(Collected data)
+===+

PR #3043, opened 2021-04-06
Fix #2780: Call checkIfLoadingIsPossible() after inject() in LessonThumbnailImageView

### LINKED ISSUE #2780: Thumbnail not visible
**Describe the bug**
Ratios and Proportional Reasoning Thumbnail is not visible on landscape

**To Reproduce**
1. Go to Home Screen
2. Landscape Orientation
3. Scroll to the bottom
4. last card, the `Ratios and Proportional Reasoning` image is not visible

**Expected behavior**
The image should be visible no matter which orientation

**Screenshots**
https://photos.app.goo.gl/6ZYnTvtBNv2UPAb79

ArpitShukIa:
## Explanation
Fixes #2780: The problem was that few dependencies weren't available at the time of calling `checkIfLoadingIsPossible()` so `loadLessonThumbnail()` was not getting called for that particular image. I simply added a call to `checkIfLoadingIsPossible()` after Dagger inject() call and that fixed the issue.

#### Robolectric:
image

#### Expresso:
image

#### Robolectric:
image

#### Expresso:
image

### Before:
https://user-images.githubusercontent.com/51705072/113724562-199e2e80-9710-11eb-9a84-410350363a7f.mp4

### After:
https://user-images.githubusercontent.com/51705072/113724749-494d3680-9710-11eb-960a-58b53e323ac4.mp4

## Checklist


ArpitShukIa:
@anandwana001 PTAL.

ArpitShukIa:
The lint test has failed because of the semi-colon that I used in the empty while loop. That was necessary to mark that loop as empty.
Should I use { } instead?

anandwana001:
I guess `{};` will prevent the failure. Also, please complete all the installation process.

ArpitShukIa:
@anandwana001 Sorry, I don't understand what you mean by installation process.

FareesHussain:
> @anandwana001 Sorry, I don't understand what you mean by installation process.

To setup pre-push hooks to prevent the ktlint check errors

Ref: 4th point in  https://github.com/oppia/oppia-android/wiki#installation

anandwana001:
Deferring to Rajat for inital pass, as he is the codeowner.

rt4914 (changes requested):
@ArpitShukIa Adding an infinite loop doesn't seem like a correct approach to me at the same time I understand this issue is not that easy too.

@BenHenning Do you have any comments on this approach?

app/src/main/java/org/oppia/android/app/customview/LessonThumbnailImageView.kt
```diff
@@ -69,17 +73,26 @@ class LessonThumbnailImageView @JvmOverloads constructor(
...
       ::imageLoader.isInitialized &&
       ::logger.isInitialized
+
+  private fun checkIfLoadingIsPossible() {
+    if (::entityId.isInitialized &&
+      ::entityType.isInitialized &&
+      ::lessonThumbnail.isInitialized
     ) {
-      loadLessonThumbnail()
+      GlobalScope.launch(Dispatchers.Default) {
```
BenHenning: We should never use dispatchers other than the ones we centrally manage, otherwise it's easy to introduce performance regressions, and it will be much harder to reliably test changes since unsynchronized dispatchers can introduce flakes.

Introducing an infinite loop is also potentially verify problematic, as is the post back to the main thread. The former could cause performance issues on the user's device if it never resolves since it'll be burning 100% CPU usage for that thread, and the post back to the main thread could introduce crashes if the view is being torn down right when the push occurs (which is why we only use DataProviders + LiveData for these situations).

Per the issue described [here](https://github.com/oppia/oppia-android/issues/2780#issuecomment-796791569), could we add a call to ``checkIfLoadingIsPossible`` after inject() is called? Unless I'm missing something, that should resolve the race when databinding calls everything before injection. Or is there something else that makes this problematic?

BenHenning (changes requested):
Hi @ArpitShukIa. Left one comment--PTAL when you can.

app/src/main/java/org/oppia/android/app/customview/LessonThumbnailImageView.kt
ArpitShukIa: > Per the issue described here, could we add a call to checkIfLoadingIsPossible after inject() is called?

@BenHenning This worked. Thanks.

Should I close this draft PR and create a new one OR revert commits in this and mark it Ready for review?

BenHenning: I think recycling this PR is fine/preferred. No need to revert commits--just undo the changes & add the new ones that work + tests to verify that it works (the latter is actually really important--you should always make sure to have tests that fail without your fix and pass with it when introducing a bug fix).

It's also better to keep the same PR since that retains history. We expect code to evolve during a code review--no problem with that. :)

ArpitShukIa: Okay. Will do that.
Also, can you plz tell what should be the test? 
Do I need to iterate over all items in the recycler view and check if the thumbnail has been loaded in the view or not?
Or is there some better way to test this fix?

BenHenning: You'll probably want to force the situation in order to verify that this is correct. That would be introducing a LessonThumbnailImageViewTest that creates a new LessonThumbnailImageView, then calls onAttachedToWindow/the binding methods in different orders for different test cases & then verify that the thumbnail was correctly initialized in the image view. The Dagger injection setup might be a bit tricky--let me know if you run into any issues there.

If you're unsure which test cases to add, I suggest just starting with one, get that passing, and then ask for additional feedback.

ArpitShukIa: I am having some trouble figuring this out. The `onAttachedToWindow()` function finds the fragment corresponding to current view for dagger injection. Will I have to launch the activity first? And if I launch the activity, how to replace the original view with this test view?

BenHenning:
For later: please add a TODO in the new LessonThumbnailImageViewTest for #3098 & repurpose that issue to be "add missing test cases".

app/src/main/java/org/oppia/android/app/customview/LessonThumbnailImageView.kt
BenHenning: @ArpitShukIa just to clarify, is your question in the context of the new ``LessonThumbnailImageViewTest``? If so, you'll need both a test activity & test fragment where the test fragment can point to a view that contains a ``LessonThumbnailImageView``. This isn't much different how we set up real activities/fragments elsewhere in the codebase, or how we use ``LessonThumbnailImageView`` in real layouts (e.g. ``topic_revision_summary_view.xml``).

ArpitShukIa:
@BenHenning I have added the tests and updated the description as well to include the test results screenshots.
Also, I don't understand why the checks failed, the tests are passing in my local machine.
PTAL

app/src/sharedTest/java/org/oppia/android/app/customview/LessonThumbnailImageViewTest.kt
```diff
@@ -0,0 +1,174 @@
...
+  @get:Rule
+  val activityTestRule = ActivityTestRule(
+    LessonThumbnailImageViewTestActivity::class.java,
+    /* initialTouchMode= */ true,
+    /* launchActivity= */ false
+  )
+
+  @Test
+  fun callDataBindingFunctions_thenCallInject_thumbnailIsLoadedCorrectly() {
+    LessonThumbnailImageView.injectAtStart = false
```
BenHenning: We shouldn't punch holes into the production class for testing purposes. Could we, instead, add the view at runtime (not through layouts), and call the bindable adapter functions before & after adding the view for each case? I think adding the view will automatically trigger injection due to the view lifecycle, and manually calling the databinding methods helps us avoid the race condition we see in production cases. Would that work?

BenHenning (commented):
Thanks @ArpitShukIa. I think this is definitely on the right track. Left one main comment for the test.

Regarding the failure, LessonThumbnailImageViewTest seems to be using wrong imports (such as for TestDispatcherModule and RobolectricModule). These were moved in a recent PR--I'm surprised that it's not failing for you locally. Did you sync your branch with the latest develop & check the test again? I would expect them to fail.

Please follow up once the new comment is addressed & the test is passing, or if you run into any issues/need clarifications.

app/src/sharedTest/java/org/oppia/android/app/customview/LessonThumbnailImageViewTest.kt
ArpitShukIa: Done

ArpitShukIa:
@BenHenning Looks like I made a mistake. I merged develop into my branch, but now the diff is showing changes for all recent commits in develop branch.
Is there a way to fix this, or should I create a fresh PR?

BenHenning:
@ArpitShukIa can you try following the instructions listed here: https://github.com/oppia/oppia-android/wiki/Fork-and-Clone-Oppia-Android#updating-your-local-repository. I think you'll need to:
1. Merge in the latest develop from oppia/oppia-android into your fork's version of develop
2. Pull your fork's version of develop to your local copy
3. Merge your local copy of develop into your  branch
4. Push your branch

This should properly fix the base of your branch.

ArpitShukIa:
@BenHenning PTAL

app/src/main/java/org/oppia/android/app/testing/LessonThumbnailImageViewTestActivity.kt
```diff
@@ -0,0 +1,18 @@
+package org.oppia.android.app.testing
+
+import android.os.Bundle
+import org.oppia.android.R
+import org.oppia.android.app.activity.InjectableAppCompatActivity
+
+class LessonThumbnailImageViewTestActivity : InjectableAppCompatActivity() {
```
BenHenning, line 9: Please add a brief KDoc here explaining what this is (even though it's sort of self-explanatory), e.g.:

```
/** Test-only activity for verifying behaviors of LessonThumbnailImageView. */
```

app/src/main/java/org/oppia/android/app/testing/LessonThumbnailImageViewTestFragment.kt
```diff
@@ -0,0 +1,21 @@
+package org.oppia.android.app.testing
+
+import android.os.Bundle
+import android.view.LayoutInflater
+import android.view.View
+import android.view.ViewGroup
+import org.oppia.android.app.fragment.InjectableFragment
+import org.oppia.android.databinding.LessonThumbnailImageViewTestFragmentBinding
+
+class LessonThumbnailImageViewTestFragment : InjectableFragment() {
```
BenHenning, line 12: Ditto for this fragment (should have a KDoc).

app/src/main/java/org/oppia/android/app/testing/LessonThumbnailImageViewTestFragment.kt
```diff
@@ -0,0 +1,21 @@
...
+
+  override fun onCreateView(
+    inflater: LayoutInflater,
+    container: ViewGroup?,
+    savedInstanceState: Bundle?
+  ): View {
+    val binding = LessonThumbnailImageViewTestFragmentBinding
+      .inflate(inflater, container, false)
```
BenHenning: Nit: please include an argument comment for the ``false`` value, e.g. ``/* attachToRoot= */ false`` to provide context to readers.

app/src/main/res/layout/lesson_thumbnail_image_view_test_fragment.xml
```diff
@@ -0,0 +1,11 @@
+<?xml version="1.0" encoding="utf-8"?>
+<layout xmlns:android="http://schemas.android.com/apk/res/android"
+  xmlns:tools="http://schemas.android.com/tools">
+
+  <LinearLayout
+    android:id="@+id/lesson_thumbnail_image_view_holder"
+    android:layout_width="match_parent"
+    android:layout_height="match_parent"
+    android:orientation="horizontal"
+    tools:ignore="UselessLeaf" />
```
BenHenning: Is this needed?

app/src/main/res/layout/lesson_thumbnail_image_view_test_fragment.xml
```diff
@@ -0,0 +1,11 @@
+<?xml version="1.0" encoding="utf-8"?>
+<layout xmlns:android="http://schemas.android.com/apk/res/android"
+  xmlns:tools="http://schemas.android.com/tools">
+
+  <LinearLayout
```
BenHenning: Is a linear layout actually needed or could we just use a FrameLayout here?

app/src/sharedTest/java/org/oppia/android/app/customview/LessonThumbnailImageViewTest.kt
```diff
@@ -0,0 +1,179 @@
...
+
+    override fun getApplicationInjector(): ApplicationInjector = component
+  }
+
+  /** Provides test dependencies (including a mock for [ImageLoader] to capture its operations). */
+  @Module
+  class TestModule {
+    @Provides
+    @Singleton
+    fun provideMockImageLoader() = Mockito.mock(ImageLoader::class.java)
```
BenHenning: I actually suggest using the changes from #2981: https://github.com/oppia/oppia-android/pull/2981/files#diff-90aff075f37a890b5a50c2e1bd541f4f357fd29185d65c2495a4ff22648f7a1bR68. I'll be merging that later tonight my time so it should be available on develop pretty soon. You can avoid mocking ImageLoader & instead use ``TestImageLoaderModule``. It makes things more consistent across the codebase.

BenHenning (changes requested):
Thanks @ArpitShukIa! I had a few comments, but I think the overall testing approach looks really good.

BenHenning:
@rt4914 & @anandwana001 you could probably take a look now, too. The solution seems final.

app/src/main/java/org/oppia/android/app/testing/LessonThumbnailImageViewTestActivity.kt
ArpitShukIa: Done

app/src/main/java/org/oppia/android/app/testing/LessonThumbnailImageViewTestFragment.kt
ArpitShukIa: Done

app/src/main/java/org/oppia/android/app/testing/LessonThumbnailImageViewTestFragment.kt
ArpitShukIa: Done

app/src/main/res/layout/lesson_thumbnail_image_view_test_fragment.xml
ArpitShukIa: Removed it.

app/src/main/res/layout/lesson_thumbnail_image_view_test_fragment.xml
ArpitShukIa: Done. Used FrameLayout.

app/src/main/java/org/oppia/android/app/testing/LessonThumbnailImageViewTestActivity.kt
```diff
@@ -0,0 +1,19 @@
+package org.oppia.android.app.testing
+
+import android.os.Bundle
+import org.oppia.android.R
+import org.oppia.android.app.activity.InjectableAppCompatActivity
+
+/** Test-only activity for verifying behaviors of LessonThumbnailImageView. */
```
anandwana001:
```kt
import org.oppia.android.app.customview.LessonThumbnailImageView

/** Test-only activity for verifying behaviors of [LessonThumbnailImageView]. */
```

This way we can directly jump to LessonThumbnailImageView.

app/src/main/res/layout/lesson_thumbnail_image_view_test_fragment.xml
```diff
@@ -0,0 +1,8 @@
+<?xml version="1.0" encoding="utf-8"?>
+<layout xmlns:android="http://schemas.android.com/apk/res/android">
+
+  <FrameLayout
+    android:id="@+id/lesson_thumbnail_image_view_holder"
+    android:layout_width="match_parent"
+    android:layout_height="match_parent"/>
```
anandwana001:
```suggestion
    android:layout_height="match_parent" />
```

app/src/main/res/layout/lesson_thumbnail_image_view_test_fragment.xml
```diff
@@ -0,0 +1,8 @@
+<?xml version="1.0" encoding="utf-8"?>
+<layout xmlns:android="http://schemas.android.com/apk/res/android">
```
anandwana001: we can skip using layout, if no data binding work required

anandwana001 (changes requested):
LGTM, nit changes suggested

app/src/main/java/org/oppia/android/app/testing/LessonThumbnailImageViewTestActivity.kt
ArpitShukIa: Done

app/src/main/res/layout/lesson_thumbnail_image_view_test_fragment.xml
ArpitShukIa: Done

app/src/main/res/layout/lesson_thumbnail_image_view_test_fragment.xml
ArpitShukIa: Done

app/src/sharedTest/java/org/oppia/android/app/customview/LessonThumbnailImageViewTest.kt
ArpitShukIa: I used the TestGlideImageLoader and the withDrawable() Matcher. 
Robolectric tests are working fine (i.e. failing before fix and passing after fix) but the Expresso tests keep on running indefinitely. 
I have pushed the updated test file. PTAL

app/src/main/java/org/oppia/android/app/customview/LessonThumbnailImageView.kt
BenHenning: The latest solution looks really solid!

app/src/sharedTest/java/org/oppia/android/app/customview/LessonThumbnailImageViewTest.kt
BenHenning: Ah, looks like you didn't even need #2981.

I suspect you'll need to add a block like this one to get Glide set up correctly on Espresso:

https://github.com/oppia/oppia-android/blob/9782e2a526a55763d09786f821e739fac171e77a/app/src/sharedTest/java/org/oppia/android/app/player/state/StateFragmentTest.kt#L179-L190

BenHenning (commented):
Thanks @ArpitShukIa! My only comment is with regards to the Espresso test hanging. PTAL.

app/src/sharedTest/java/org/oppia/android/app/customview/LessonThumbnailImageViewTest.kt
ArpitShukIa: Just a small doubt. Are we using Glide here? I have used the TestImageLoaderModule for the test instead of GlideImageLoaderModule. And the loadDrawable() function of TestGlideImageLoader doesn't seem to be using Glide.

https://github.com/oppia/oppia-android/blob/9782e2a526a55763d09786f821e739fac171e77a/utility/src/main/java/org/oppia/android/util/parser/TestGlideImageLoader.kt#L48-L62

app/src/main/AndroidManifest.xml
```diff
@@ -188,6 +188,7 @@
     <activity
       android:name=".app.walkthrough.WalkthroughActivity"
       android:theme="@style/OppiaThemeWithoutActionBar" />
+    <activity android:name=".app.testing.LessonThumbnailImageViewTestActivity"/>
```
rt4914: Add space before `/>`

app/src/sharedTest/java/org/oppia/android/app/customview/LessonThumbnailImageViewTest.kt
```diff
@@ -0,0 +1,165 @@
...
+import org.oppia.android.util.gcsresource.GcsResourceModule
+import org.oppia.android.util.logging.LoggerModule
+import org.oppia.android.util.logging.firebase.FirebaseLogUploaderModule
+import org.oppia.android.util.parser.HtmlParserEntityTypeModule
+import org.oppia.android.util.parser.ImageParsingModule
+import org.robolectric.annotation.Config
+import org.robolectric.annotation.LooperMode
+import javax.inject.Singleton
+
+@RunWith(AndroidJUnit4::class)
```
rt4914, line 64: Add a Kdoc comment something like
`/** Tests for [LessonThumbnailImageViewTestAcivitiy]. */`

rt4914 (changes requested):
I don't know the reason but tests are not running for me. Can anyone else confirm if tests work or not?
Screenshot 2021-03-17 at 5 22 51 PM

app/src/sharedTest/java/org/oppia/android/app/customview/LessonThumbnailImageViewTest.kt
ArpitShukIa: Done

app/src/main/AndroidManifest.xml
ArpitShukIa: Done

ArpitShukIa:
> I don't know the reason but tests are not running for me. Can anyone else confirm if tests work or not?

Not sure why that's happening. Tests are passing on my device.
Did you run tests on my branch? Are they passing for the develop branch code? 
Are all of the tests failing or some specific ones?

app/src/sharedTest/java/org/oppia/android/app/customview/LessonThumbnailImageViewTest.kt
BenHenning: Yes, the test image loader still proxies back to Glide itself for loading (we intentionally don't mock Glide out if we can help it since it's otherwise a bit difficult to make sure our integration with Glide is working correctly).

BenHenning:
@ArpitShukIa I believe you have a few errors to correct in CI:

```
/home/runner/work/oppia-android/oppia-android/app/build/tmp/kapt3/stubs/debugUnitTest/org/oppia/android/app/customview/LessonThumbnailImageViewTest.java:73: error: [Dagger/MissingBinding] @org.oppia.android.app.topic.EnablePracticeTab java.lang.Boolean cannot be provided without an @Provides-annotated method.
```

I suggest making sure the new test builds & passes locally before sending this back to reviewers. This is probably just an issue from syncing to the latest develop changes (I suggest looking at other tests to see how they fill in these bindings).

Also, can you confirm whether the new test is passing on Espresso? That + the green CI are my main blockers before approving the PR since it otherwise LGTM.

anandwana001 (approved):
LGTM, as per my earlier comment.

app/src/sharedTest/java/org/oppia/android/app/customview/LessonThumbnailImageViewTest.kt
ArpitShukIa: I added the code block you linked. The problem still persists. Expresso tests keep on running indefinitely.
Should I push the changes?

ArpitShukIa:
> Also, can you confirm whether the new test is passing on Espresso? That + the green CI are my main blockers before approving the PR since it otherwise LGTM.

All the checks have passed but the Expresso problem is still there. The tests keep on running indefinitely.

https://user-images.githubusercontent.com/51705072/116355653-c6ebfa00-a817-11eb-954c-d0bab5239525.mov

BenHenning:
@ArpitShukIa we might need to make this a Robolectric-only test. I'm not entirely sure why it doesn't work on Espresso, but given that the original regression triggers a test failure in Robolectric I think it being Robolectric-only is fine. Can you move it to be in the same directory structure except ``test/...`` instead of ``sharedTest/...``?

BenHenning:
Though thinking on this more, it either indicates a real issue that Robolectric isn't covering, or it's not liking how we're creating the view.

@ArpitShukIa you should also step-debug the Espresso test if you can to try and narrow down where the test is starting to hang. I think those findings should be identified before we move the test (though that's a valid option if we can't solve the Espresso issue).

ArpitShukIa:
@BenHenning The expresso tests are passing now :)
 I just had to make the assertions outside the activityTestRule.runOnUiThread {...} block.

BenHenning:
Ah, that's really subtle @ArpitShukIa. Nice find. Could you actually file an issue to the thread of: we should introduce a static analysis check or somehow trigger test failures in these situations to avoid the test hanging? It might require us to wrap Espresso's API, but I think that'd be worth it to avoid people running into this in the future. This seems tricky to debug/track down.

BenHenning (approved):
Given that the tests are now passing for both Robolectric & Espresso, this LGTM. Thanks @ArpitShukIa!

BenHenning:
@rt4914 sending this over to you since I think only your review is needed now.

ArpitShukIa:
> Could you actually file an issue to the thread of: we should introduce a static analysis check or somehow trigger test failures in these situations to avoid the test hanging?

@BenHenning I am a little confused about the description of the issue. Could you instead file the issue plz?

The problem was that `activityTestRule.runOnUiThread {...}` block runs on UIThread and `onView` waits for the UIThread to idle. Calling `onView()` inside that block results in a kind of deadlock and the test execution gets stuck.

rt4914 (approved):
LGTM, thanks.

BenHenning:
@ArpitShukIa we should have a test or check to ensure that such cases fail immediately with a good error message for developers to fix the situation rather than running into the deadlock (the deadlock is exactly what we want to avoid since it's difficult to understand what's going wrong). Static analysis or specific failure tests are a good way to prevent these sorts of situations from happening.

Edit: I went ahead and filed #3150 to make sure this context is captured.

+===+

● **EXERCISE DIRECTIONS**
For each line in the records that holds "mark", show that line as it stands.

● **RESULT OF THIS EXERCISE**
The lint test has failed because of the semi-colon that I used in the empty while loop. That was necessary to mark that loop as empty.
Should I close this draft PR and create a new one OR revert commits in this and mark it Ready for review?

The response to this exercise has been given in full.